## RECORDS TO PROCESS
PR #3470, opened 2026-04-06
geoprobe: track minimum measurements with best/second-best cache

### LINKED ISSUE #3438: Geolocation: Target and Target-Sender should use minimum measurement
Both `geoprobe-target-sender` and `geoprobe-target` programs should behave more like how we expect clients to use the service. The minimum measurement over an allowed lookback is the relevant measurement for location, since jitter can cause some measurements to read high, but the measurement won't be artificially low.

These should now have a CLI specified TTL (default 1h if not specified) for measurements. Drawing inspiration from how the `geoprobe-agent` keeps track of its second-best parent offset, let's have the targets do the same. They always have a "best" and "second best". If the "best" TTL expires, it's replaced by the second best.

If the `--verbose` flag is present, the targets log every measurement received like it currently does, but also notes whether the best/second best have been updated. 
If the `--verbose` flag is not present, then the target only outputs when the best changes, even if it is still receiving new measurements.

ben-dz:
Resolves #3438

## Summary of Changes
- Add a generic `MinCache` that tracks the lowest-RTT measurement over a rolling TTL window using a best/backup promotion pattern
- Integrate `MinCache` into both `geoprobe-target` (inbound offset tracking) and `geoprobe-target-sender` (outbound probe tracking) to suppress redundant output and surface only new-best or promotion events
- Add `--max-measurement-age` / `--max-offset-age` CLI flags to control the TTL window

## Diff Breakdown
| Core logic   |     3 | +255 / -29  | +226 |
| Tests        |     1 | +161 / -0   | +161 |

~60% core logic, ~40% tests

<details>

- `controlplane/telemetry/internal/geoprobe/mincache.go` — new generic MinCache with best/backup expiry, promotion, and thread-safe accessors
- `controlplane/telemetry/internal/geoprobe/mincache_test.go` — unit tests covering all cache transitions (best, backup, promotion, expiry, staleness)
- `controlplane/telemetry/cmd/geoprobe-target-sender/main.go` — integrate MinCache into probe pair loop; only print on new-best/promoted; add `--max-measurement-age` flag and JSON/text output for cache state
- `controlplane/telemetry/cmd/geoprobe-target/main.go` — integrate MinCache into offset handler; suppress output unless best changes; add `--max-offset-age` flag

</details>

## Testing Verification
- Unit tests for all `MinCache` state transitions: first measurement, lower-RTT replacement, backup insertion, expiry-based promotion, both-expired, stale backup replacement, equal RTT, no-change case
- Tests use short TTLs (20–200ms) with sleeps to exercise real expiry behavior

### DIFF
--- a/controlplane/telemetry/cmd/geoprobe-target-sender/main.go
+++ b/controlplane/telemetry/cmd/geoprobe-target-sender/main.go
@@ -203,17 +203,16 @@ func probePair(ctx context.Context, log *slog.Logger, sender signed.Sender, seq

## WHAT TO PRODUCE
Copy exactly the lines above, starting at the opening line and finishing at the line in which "### LINKED ISSUE" occurs.

## EXERCISE RESULT
PR #3470, opened 2026-04-06
geoprobe: track minimum measurements with best/second-best cache

### LINKED ISSUE #3438: Geolocation: Target and Target-Sender should use minimum measurement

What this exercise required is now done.